↓

PR #1321, opened 2017-12-15
Improved support of "content" for pseudo-elements

### LINKED ISSUE #971: Pseudo Element Content Attribute Not Rendering in Non Webkit Browsers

↑

--- Exercise aim ---
Leave out every line ahead of the one containing "Improved support of" and print the rest of the listing exactly.

--- Written answer ---
Improved support of "content" for pseudo-elements

### LINKED ISSUE #971: Pseudo Element Content Attribute Not Rendering in Non Webkit Browsers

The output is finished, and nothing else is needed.